_YOUR TASK_
Below are records to write out again, exactly as they read.

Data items
PR #86, opened 2014-08-14
PGP: Dont write version header by default to armored messages

dschuermann:
By telling which version of Bouncy Castle has been used in armored outputs, it is much easier to find exported keys on the Internet which have been generated by a potentially broken version of the library.
Writing a version header should be totally optional.
see also http://blog.cryptographyengineering.com/2014/08/whats-matter-with-pgp.html
and https://mailman.boum.org/pipermail/tails-dev/2013-August/003435.html

### DIFF
--- a/pg/src/main/java/org/bouncycastle/bcpg/ArmoredOutputStream.java
+++ b/pg/src/main/java/org/bouncycastle/bcpg/ArmoredOutputStream.java
@@ -93,8 +93,6 @@ public class ArmoredOutputStream
     String          footerStart = "-----END PGP ";
     String          footerTail = "-----";
 
-    String          version = "BCPG v@RELEASE_NAME@";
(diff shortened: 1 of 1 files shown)


bcgit:
I've modified the code so the version is now optional - default behaviour is preserved though. I see the argument, but this is one of those "dammed if you do, dammed if you don't" kind of things. With the new code

ArmoredOutputStream.setHeader(ArmoredOutputStream.VERSION_HDR, null);

will clear the version header.

dschuermann:
Thanks for fixing this. BTW: PGP version header can be really problematic: http://www.networkworld.com/article/2904395/microsoft-subnet/mistakes-that-betrayed-anonymity-of-former-dea-agent-and-silk-road-investigator.html

PR #88, opened 2014-08-20
Allow user to specify an alternate iterationCount

dstutz:
Iteration count is hard-coded to 1024 in this file.  The change allows user to specify an alternate value to use (preferably higher).

Alternative implementations would be adding an additional constructor or changing parameters but I didn't know which method you'd prefer so I went with something that's not very intrusive by adding a method.


bcgit:
Added. Thanks.

PR #89, opened 2014-08-23
PGP: Expose S2K packet

dschuermann:
To know if we deal with a key that contains no secret key (GNU extension) we would like to expose the S2K packet. This pull requests adds a method to PGPSecretKey to get the packet.


bcgit:
Added

PR #91, opened 2014-08-27
some small improvements when searching for issuer certificates

Vampire:


bcgit:
Applied with some modifications.

PR #96, opened 2014-10-17
Add non-blocking API to TlsProtocol

rdicroce:
This PR supersedes #68. It's not a split of that PR, it's a complete rewrite that has a cleaner API and less invasive changes. The TLS-SRP changes will be done as part of a separate PR, as requested.

### DIFF
--- a/core/src/main/java/org/bouncycastle/crypto/tls/ByteQueueInputStream.java
+++ b/core/src/main/java/org/bouncycastle/crypto/tls/ByteQueueInputStream.java
@@ -1,0 +1,70 @@
+package org.bouncycastle.crypto.tls;
+
+import java.io.InputStream;
+
+public class ByteQueueInputStream extends InputStream
+{
+
+    private ByteQueue buffer;
+    
+    public ByteQueueInputStream()
+    {
+        buffer = new ByteQueue();
+    }
+    
+    public void addBytes(byte[] bytes)
+    {
+        buffer.addData(bytes, 0, bytes.length);
+    }
+    
+    public int peek(byte[] buf)
+    {
+        int bytesToRead = Math.min(buffer.available(), buf.length);
+        buffer.read(buf, 0, bytesToRead, 0);
+        return bytesToRead;
+    }
+    
+    @Override
+    public int read()
+    {
+        if (buffer.available() == 0)
+        {
+            return -1;
+        }
+        return buffer.removeData(1, 0)[0] & 0xFF;
+    }
+
+    @Override
+    public int read(byte[] b)
+    {
+        return read(b, 0, b.length);
+    }
+
+    @Override
+    public int read(byte[] b, int off, int len)
+    {
+        int bytesToRead = Math.min(buffer.available(), len);
+        buffer.removeData(b, off, bytesToRead, 0);
+        return bytesToRead;
+    }
+
+    @Override
+    public long skip(long n)
+    {
+        int bytesToRemove = Math.min((int) n, buffer.available());
+        buffer.removeData(bytesToRemove);
+        return bytesToRemove;
+    }
+
+    @Override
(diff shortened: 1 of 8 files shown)


timw:
This is another of those changes where a 1.5/6/7/8+ source tree + build to newer JVM features could be useful (java.nio dependencies clash with the desire to keep BC building/running on JDK 1.1ish).
It looks like this PR could be modified to remove the java.nio deps though...

rdicroce:
I'm not sure what the rationale is for continuing to support JDKs < 5. As far as I know, Oracle doesn't offer any kind of support for those versions. 5 and 6 are no longer receiving public updates, and 7 will be joining them in a couple months. The only other JVM that I've heard of people using is IBM's; it looks like they're still supporting 1.4.

Bottom line: if you're using an older than dirt JVM, you should really consider upgrading. A lot of other Java libraries are ditching support for older versions of Java anyway. 6 seems to have become the baseline, and some even require 7 (Apache Lucene comes to mind).

timw:
This topic pops up semi-regularly on the BC dev list, but tl;dr: BC is used a lot in embedded systems, J2ME etc. that are fairly frozen in time wrt Java version, so portability is valued.

peterdettman:
We're going to defer this to the next release again, sorry (currently putting 1.52 together). I'm sympathetic to the JDK constraints, believe me. As @timw alludes, a path forward is to externalize anything JDK (or IO-lib) dependent via an API, and have a separate module/project supply an implementation.

rdicroce:
Creating an API might be a good idea anyway, now that I'm thinking about it. It could simplify integration with other libraries like Netty, which has its own ByteBuf class. I might explore that if I have some time.

rdicroce:
I've changed the PR so it no longer uses ByteBuffer, only byte arrays now. Also rebased it on top of current master. And added some additional testing, which revealed the original PR had a serious bug when partial records arrived. That issue is fixed now.

mezz:
Any news now that 1.52 is released?

rivervilla:
Any chance non-blocking TLS and/or DTLS will be in 1.53?

peterdettman:
Honestly, I had missed the fact that @rdicroce had updated this PR. My apologies for that. We are busy with the FIPS work just now, but I will find some time to review this and see if we can get it into 1.53.

ivelin:
@peterdettman Can you please share an update on timeframe for NIO?

peterdettman:
Merged. Thanks @rdicroce for the patch, particularly for reworking it to accommodate our Java version constraints.

rdicroce:
@peterdettman It looks like this did not make it into 1.53, so I assume it will be in 1.54 then? Also it looks like the merge has not been pushed to GitHub yet.

rivervilla:
I'll look at changes but this is true non-blocking meaning partial records will not cause problems. I'm also in need of a negotiation callback so that user may allow client cert privacy through rehandshake after connection is protected.  Yes different issue.  Thanks.

peterdettman:
No, it didn't make it into 1.53. It'll be in the next beta build of 1.54 which shouldn't be too long. It also takes a little while for our git commits to mirror back to github (maybe just check back tomorrow).

bcgit:
This is now up on http://www.bouncycastle.org/betas (154b03 or later). The code changes will appear in the main branch here shortly - the github mirror has been updated, it just needs to sync up.

sscheck:
What are the relevant classes for non-blocking mode? I don't see any TlsServer or DatagramTransport implementations that obviously indicate non-blocking operation.

rdicroce:
For TLS, the relevant methods are on TlsServer/ClientProtocol. I didn't do any work on DTLS, and AFAICT the release notes for 1.54 are incorrect in saying that a non-blocking API was added for DTLS.

PR #97, opened 2014-10-17
Implement server side of TLS-SRP

rdicroce:
This PR supersedes #68. Mostly the same code as before, just as a separate PR. As noted in #68:

I'm not sure if I've satisfied the requirements of the RFC completely, but at the very least, the test I added for TLS-SRP is passing. Note that this pull request implements support for SRP cipher suites only; SRP-RSA and SRP-DSS cipher suites are not supported. (More accurately, I have not tested them, so they may or may not work.)


peterdettman:
This has now been implemented. Not merged, but heavily derived from this PR, with extensions to support server-side SRP_DSS and SRP_RSA, and an implementation of "unknown identity simulation".

Thanks for the patch!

_WRITTEN ANSWER_
PR #86, opened 2014-08-14
PGP: Dont write version header by default to armored messages

dschuermann:
By telling which version of Bouncy Castle has been used in armored outputs, it is much easier to find exported keys on the Internet which have been generated by a potentially broken version of the library.
Writing a version header should be totally optional.
see also http://blog.cryptographyengineering.com/2014/08/whats-matter-with-pgp.html
and https://mailman.boum.org/pipermail/tails-dev/2013-August/003435.html

### DIFF
--- a/pg/src/main/java/org/bouncycastle/bcpg/ArmoredOutputStream.java
+++ b/pg/src/main/java/org/bouncycastle/bcpg/ArmoredOutputStream.java
@@ -93,8 +93,6 @@ public class ArmoredOutputStream
     String          footerStart = "-----END PGP ";
     String          footerTail = "-----";
 
-    String          version = "BCPG v@RELEASE_NAME@";
(diff shortened: 1 of 1 files shown)


bcgit:
I've modified the code so the version is now optional - default behaviour is preserved though. I see the argument, but this is one of those "dammed if you do, dammed if you don't" kind of things. With the new code

ArmoredOutputStream.setHeader(ArmoredOutputStream.VERSION_HDR, null);

will clear the version header.

dschuermann:
Thanks for fixing this. BTW: PGP version header can be really problematic: http://www.networkworld.com/article/2904395/microsoft-subnet/mistakes-that-betrayed-anonymity-of-former-dea-agent-and-silk-road-investigator.html

PR #88, opened 2014-08-20
Allow user to specify an alternate iterationCount

dstutz:
Iteration count is hard-coded to 1024 in this file.  The change allows user to specify an alternate value to use (preferably higher).

Alternative implementations would be adding an additional constructor or changing parameters but I didn't know which method you'd prefer so I went with something that's not very intrusive by adding a method.


bcgit:
Added. Thanks.

PR #89, opened 2014-08-23
PGP: Expose S2K packet

dschuermann:
To know if we deal with a key that contains no secret key (GNU extension) we would like to expose the S2K packet. This pull requests adds a method to PGPSecretKey to get the packet.


bcgit:
Added

PR #91, opened 2014-08-27
some small improvements when searching for issuer certificates

Vampire:


bcgit:
Applied with some modifications.

PR #96, opened 2014-10-17
Add non-blocking API to TlsProtocol

rdicroce:
This PR supersedes #68. It's not a split of that PR, it's a complete rewrite that has a cleaner API and less invasive changes. The TLS-SRP changes will be done as part of a separate PR, as requested.

### DIFF
--- a/core/src/main/java/org/bouncycastle/crypto/tls/ByteQueueInputStream.java
+++ b/core/src/main/java/org/bouncycastle/crypto/tls/ByteQueueInputStream.java
@@ -1,0 +1,70 @@
+package org.bouncycastle.crypto.tls;
+
+import java.io.InputStream;
+
+public class ByteQueueInputStream extends InputStream
+{
+
+    private ByteQueue buffer;
+    
+    public ByteQueueInputStream()
+    {
+        buffer = new ByteQueue();
+    }
+    
+    public void addBytes(byte[] bytes)
+    {
+        buffer.addData(bytes, 0, bytes.length);
+    }
+    
+    public int peek(byte[] buf)
+    {
+        int bytesToRead = Math.min(buffer.available(), buf.length);
+        buffer.read(buf, 0, bytesToRead, 0);
+        return bytesToRead;
+    }
+    
+    @Override
+    public int read()
+    {
+        if (buffer.available() == 0)
+        {
+            return -1;
+        }
+        return buffer.removeData(1, 0)[0] & 0xFF;
+    }
+
+    @Override
+    public int read(byte[] b)
+    {
+        return read(b, 0, b.length);
+    }
+
+    @Override
+    public int read(byte[] b, int off, int len)
+    {
+        int bytesToRead = Math.min(buffer.available(), len);
+        buffer.removeData(b, off, bytesToRead, 0);
+        return bytesToRead;
+    }
+
+    @Override
+    public long skip(long n)
+    {
+        int bytesToRemove = Math.min((int) n, buffer.available());
+        buffer.removeData(bytesToRemove);
+        return bytesToRemove;
+    }
+
+    @Override
(diff shortened: 1 of 8 files shown)


timw:
This is another of those changes where a 1.5/6/7/8+ source tree + build to newer JVM features could be useful (java.nio dependencies clash with the desire to keep BC building/running on JDK 1.1ish).
It looks like this PR could be modified to remove the java.nio deps though...

rdicroce:
I'm not sure what the rationale is for continuing to support JDKs < 5. As far as I know, Oracle doesn't offer any kind of support for those versions. 5 and 6 are no longer receiving public updates, and 7 will be joining them in a couple months. The only other JVM that I've heard of people using is IBM's; it looks like they're still supporting 1.4.

Bottom line: if you're using an older than dirt JVM, you should really consider upgrading. A lot of other Java libraries are ditching support for older versions of Java anyway. 6 seems to have become the baseline, and some even require 7 (Apache Lucene comes to mind).

timw:
This topic pops up semi-regularly on the BC dev list, but tl;dr: BC is used a lot in embedded systems, J2ME etc. that are fairly frozen in time wrt Java version, so portability is valued.

peterdettman:
We're going to defer this to the next release again, sorry (currently putting 1.52 together). I'm sympathetic to the JDK constraints, believe me. As @timw alludes, a path forward is to externalize anything JDK (or IO-lib) dependent via an API, and have a separate module/project supply an implementation.

rdicroce:
Creating an API might be a good idea anyway, now that I'm thinking about it. It could simplify integration with other libraries like Netty, which has its own ByteBuf class. I might explore that if I have some time.

rdicroce:
I've changed the PR so it no longer uses ByteBuffer, only byte arrays now. Also rebased it on top of current master. And added some additional testing, which revealed the original PR had a serious bug when partial records arrived. That issue is fixed now.

mezz:
Any news now that 1.52 is released?

rivervilla:
Any chance non-blocking TLS and/or DTLS will be in 1.53?

peterdettman:
Honestly, I had missed the fact that @rdicroce had updated this PR. My apologies for that. We are busy with the FIPS work just now, but I will find some time to review this and see if we can get it into 1.53.

ivelin:
@peterdettman Can you please share an update on timeframe for NIO?

peterdettman:
Merged. Thanks @rdicroce for the patch, particularly for reworking it to accommodate our Java version constraints.

rdicroce:
@peterdettman It looks like this did not make it into 1.53, so I assume it will be in 1.54 then? Also it looks like the merge has not been pushed to GitHub yet.

rivervilla:
I'll look at changes but this is true non-blocking meaning partial records will not cause problems. I'm also in need of a negotiation callback so that user may allow client cert privacy through rehandshake after connection is protected.  Yes different issue.  Thanks.

peterdettman:
No, it didn't make it into 1.53. It'll be in the next beta build of 1.54 which shouldn't be too long. It also takes a little while for our git commits to mirror back to github (maybe just check back tomorrow).

bcgit:
This is now up on http://www.bouncycastle.org/betas (154b03 or later). The code changes will appear in the main branch here shortly - the github mirror has been updated, it just needs to sync up.

sscheck:
What are the relevant classes for non-blocking mode? I don't see any TlsServer or DatagramTransport implementations that obviously indicate non-blocking operation.

rdicroce:
For TLS, the relevant methods are on TlsServer/ClientProtocol. I didn't do any work on DTLS, and AFAICT the release notes for 1.54 are incorrect in saying that a non-blocking API was added for DTLS.

PR #97, opened 2014-10-17
Implement server side of TLS-SRP

rdicroce:
This PR supersedes #68. Mostly the same code as before, just as a separate PR. As noted in #68:

I'm not sure if I've satisfied the requirements of the RFC completely, but at the very least, the test I added for TLS-SRP is passing. Note that this pull request implements support for SRP cipher suites only; SRP-RSA and SRP-DSS cipher suites are not supported. (More accurately, I have not tested them, so they may or may not work.)


peterdettman:
This has now been implemented. Not merged, but heavily derived from this PR, with extensions to support server-side SRP_DSS and SRP_RSA, and an implementation of "unknown identity simulation".

Thanks for the patch!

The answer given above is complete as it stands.